Yes, I know this is a commonly debated question, but even after searching, I haven't been able to find the answers. According to some people, the Silvia is "much better built" than a comparable (pre-2015) Classic:



Jumbo Ratty said:


> Id go for the silvia.
> 
> Use the search function on here as it's been discussed plenty before and nothings changed.
> 
> ...


 and



forzajuve said:


> There is not a massive difference between a Classic and Silvia although the Silvia is the better machine, the price difference is so much it is a no brainer new for new. However a second hand Silvia for £200 may be worth the comparison to a new Classic. If you are considering a purchase at £730 then you really need to know your budget. There is a second hand Expobar dual boiler on here for that which blows these out of the water and could keep you satisfied for life.

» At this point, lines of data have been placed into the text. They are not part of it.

PR #74, opened 2025-11-05
feat(config): add yaml config file support

konippi:
### Changes

Add support for loading configuration from YAML files, allowing users to manage complex configurations more easily. CLI arguments take precedence over file configuration for maximum flexibility.

### User experience

#### Before

```bash
# Long command line with many arguments
mcp-proxy-for-aws https://example.com/mcp \
  --service my-service \
  --profile production \
  --region us-east-1 \
  --read-only \
  --log-level DEBUG \
  --retries 3 \
  --timeout 200
```

#### After

```bash
# Simple command with config file
mcp-proxy-for-aws --config config.yaml
```

## Checklist

* [x] Changes are documented

* [ ] Yes
* [x] No

## Acknowledgment

### DIFF
--- a/mcp_proxy_for_aws/cli.py
+++ b/mcp_proxy_for_aws/cli.py
@@ -82,8 +82,8 @@ Examples:
     parser.add_argument(
         '--log-level',
         choices=['DEBUG', 'INFO', 'WARNING', 'ERROR', 'CRITICAL'],
-        default='INFO',
-        help='Set the logging level (default: INFO)',
+        default='ERROR',
+        help='Set the logging level (default: ERROR)',
     )
 
     parser.add_argument(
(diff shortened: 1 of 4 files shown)


wzxxing:
Hi @Konippi, thanks a lot for your PR.

Our project was only recently released so we did not have a mechanism for RFCs. This is a new feature and ideally we would like you to open a issue in the project. I will add this to the contributing guideline soon.

We do have plan to introduce a config feature, but it is not for local config, but the server-side config. And we are thinking of using `--config` parameter as a "append` argument (can be specified many times). e.g.

```
mcp-proxy-for-aws --config AWS_REGION=$AWS_REGION \
    --config readonly=true \
    --config timeout=30s
    <endpoint>
```

The config will be added to the JSON RPC message to send to the remote server.

PR #79, opened 2025-11-06
fix(mcp_proxy_for_aws/utils.py): add override for bedrock-agentcore service name detection

arangatang:
Fixes failures when connecting to an Agentcore service.

## Summary
Bedrock AgentCore url structure does not align to our current `--service` detection regex. For now i'm adding an override if we realize we will need more overrides as time goes on we should re-evaluate the regex itself.

### Changes

Adding a check for `.bedrock-agentcore.` in the url and using this as service if found. 

### User experience

After fix users connecting to AgentCore can omit the `--service` flag.

## Checklist

* [X] Changes are documented

* [ ] Yes
* [X] No

## Acknowledgment

### DIFF
--- a/mcp_proxy_for_aws/utils.py
+++ b/mcp_proxy_for_aws/utils.py
@@ -18,10 +18,9 @@ import argparse
 import httpx
 import logging
 import os
-import re
 from fastmcp.client.transports import StreamableHttpTransport
 from mcp_proxy_for_aws.sigv4_helper import create_sigv4_client
-from typing import Any, Dict, Optional
+from typing import Any, Dict, Optional, Tuple
 from urllib.parse import urlparse
 
 
@@ -72,8 +71,38 @@ def create_transport_with_sigv4(
     )
 
 
+def get_service_name_and_region_from_endpoint(endpoint: str) -> Tuple[str, str]:
+    """Extract service name and region from an endpoint URL.
+
+    Args:
+        endpoint: The endpoint URL to parse
+
+    Returns:
+        Tuple of (service_name, region). Either value may be empty string if not found.
+
+    Notes:
+        - Matches bedrock-agentcore endpoints (gateway and runtime)
+        - Matches AWS API Gateway endpoints (service.region.api.aws)
+        - Falls back to extracting first hostname segment as service name
+    """
+    # Parse AWS service from endpoint URL
+    parsed = urlparse(endpoint)
+    hostname = parsed.hostname or ''
+    match hostname.split('.'):
+        case [*_, 'bedrock-agentcore', region, 'amazonaws', 'com']:
+            return 'bedrock-agentcore', region  # gateway and runtime
+        case [service, region, 'api', 'aws']:
+            return service, region
+        case [service, *_]:
+            # Fallback: extract first segment as service name
+            return service, ''
+        case _:
+            logger.warning('Could not parse endpoint, no hostname found')
+            return '', ''
+
+
 def determine_service_name(endpoint: str, service: Optional[str] = None) -> str:
-    """Validate and determine the service name.
+    """Validate and determine the service name and possibly region from an endpoint.
 
     Args:
         endpoint: The endpoint URL
@@ -81,6 +110,7 @@ def determine_service_name(endpoint: str, service: Optional[str] = None) -> str:
 
     Returns:
         Validated service name
+        Validated region
 
     Raises:
         ValueError: If service cannot be determined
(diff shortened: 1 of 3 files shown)


tests/unit/test_utils.py
```diff
@@ -136,6 +136,19 @@ def test_validate_service_name_service_parsing_simple_hostname(self):
         result = determine_service_name(endpoint)
         assert result == 'myservice'
 
+    def test_validate_service_name_bedrock_agentcore(self):
+        """Test parsing service name for bedrock-agentcore endpoints."""
+        # Test various bedrock-agentcore endpoint formats
+        test_cases = [
```
harv-aws, line 142: this is a real agentcore runtime url - 
https://bedrock-agentcore.us-east-1.amazonaws.com/runtimes/arn%3Aaws%3Abedrock-agentcore%3Aus-east-1%3A216123401914%3Aruntime%2Fhosted_agent_99wdf-hYKYrgAGVr/invocations

Can you capture a testcase for something like above ?

harv-aws (commented):
Aligned on functionality. added a minor comment on test.

tests/unit/test_utils.py
arangatang: Note that for AgentcoreRuntime our normal `--service` detection works as intended as the beginning of the url is `bedrock-agentcore`.

mcp_proxy_for_aws/utils.py
```diff
@@ -89,8 +89,14 @@ def determine_service_name(endpoint: str, service: Optional[str] = None) -> str:
...
-    # Extract service name (first part before first dot or dash)
-    service_match = re.match(r'^([^.]+)', hostname)
+    if '.bedrock-agentcore.' in hostname:
+        # Bedrock agentcore does not follow the expected service name
+        logger.info('Bedrock agent core detected, resolving service name to bedrock-agentcore')
+        return 'bedrock-agentcore'
+    else:
+        # Extract service name (first part before first dot or dash)
+        logger.info('Resolving service name')
+        service_match = re.match(r'^([^.]+)', hostname)
```
wzxxing: I think these logic can be simplified and made more readable without using regex.

The regex is just to get the first label in a the DNS name.


```suggestion
    match hostname.split("."):
        case [gateway_id, "bedrock-agentcore", region, "amazonaws", "com"]:
            return "bedrock-agentcore" # gateway
        case ["bedrock-agentcore", region, "amazonaws", "com"]:
            return "bedrock-agentcore" # runtime 
        case [mcp_server_name, region, "api", "aws"]:
            return mcp_server_name
```

mcp_proxy_for_aws/utils.py
```diff
@@ -89,8 +89,20 @@ def determine_service_name(endpoint: str, service: Optional[str] = None) -> str:
...
 
-    # Extract service name (first part before first dot or dash)
-    service_match = re.match(r'^([^.]+)', hostname)
+    if '.bedrock-agentcore.' in hostname:
+        # Bedrock agentcore does not follow the expected service name
+        logger.info('Bedrock agent core detected, resolving service name to bedrock-agentcore')
+        return 'bedrock-agentcore'
+    else:
+        # Extract service name (first part before first dot or dash)
+        logger.info('Resolving service name')
```
wzxxing: can be removed.

wzxxing (changes requested):

mcp_proxy_for_aws/utils.py
```diff
@@ -92,9 +92,13 @@ def determine_service_name(endpoint: str, service: Optional[str] = None) -> str:
...
 
-    # Extract service name (first part before first dot or dash)
-    service_match = re.match(r'^([^.]+)', hostname)
-    determined_service = service_match.group(1) if service_match else None
+    logger.info('Resolving service name')
+    determined_service = ''
+    match hostname.split('.'):
+        case [_, 'gateway', 'bedrock-agentcore', _, 'amazonaws', 'com']:
+            determined_service = 'bedrock-agentcore'  # gateway
+        case result:
```
wzxxing: I think this `case` statement is probably wrong?

What does it do?

wzxxing: Oh, I think I understand. But maybe better to be explicit.

```python
        case [service_name, _region, "amazonaws", "com]:
            determined_service = ...
        case _:
           pass
```

wzxxing: also seems like there is a potention for us to determine the region from the endpoint too? Could you do a follow up on that?

arangatang: `[service_name, _region, "amazonaws", "com]`

This only matches that specific pattern, but when we in reality only care about the first part no matter of the suffix. Thinking someone could host their own mcp not under `amazonaws` suffix as well if they would want.

wzxxing (approved):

 But after reading about people's experiences, I've noticed that the pre-v5 Silvias have issues of build quality that come up. Some issues I've noted.



*Rust in the drip tray. *I mean, this is pretty obvious. There are numerous threads about the work required to fix this.


*Plastic flaking off the grouphead cover.* Again, this is another well-documented issue.


*Boiler element burnout.* Another common issue. There are a number of threads about the inability of pre-v5 machines to replace the elements. You typically need to buy a new boiler + element (£150) to upgrade to the SS element version and swappable element.


Parts for the Silvia (drip tray, grouphead cover, boiler) are much more expensive than those for the Classic. The Classic (pre-2015) doesn't have such obvious issues. The worst that can happen on the Classic seems to be boiler corrosion, and then a new boiler is really only £50 or so. I've seen finally that the modding and servicing community for the Gaggia Classic seems more active---perhaps because their machines are more affordable and the parts more widely obtainable (28k posts in the Gaggia forum vs. 4k posts in the Rancilio forum).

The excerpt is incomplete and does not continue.